PR #441, opened 2020-01-13
Workarounds for running tests against wasm rebuilds of old compilers.

ekpyron:
@axic I used this branch for running the solc-js tests against the wasm rebuilds now... additionally I patched ``compiler.js`` on the fly to replace ``'latest'`` with the respective version string...

Making this a draft, since we'll probably need to discuss if and how this should end up in master.

### DIFF
--- a/test/cli.js
+++ b/test/cli.js
@@ -92,7 +92,10 @@ tape('CLI', function (t) {
     spt.stdin.on('finish', function () {
       spt.stderr.empty();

**Task item:**
When a line above includes the word "wasm", please list that line.

**Finished exercise:**
Workarounds for running tests against wasm rebuilds of old compilers.
@axic I used this branch for running the solc-js tests against the wasm rebuilds now... additionally I patched ``compiler.js`` on the fly to replace ``'latest'`` with the respective version string...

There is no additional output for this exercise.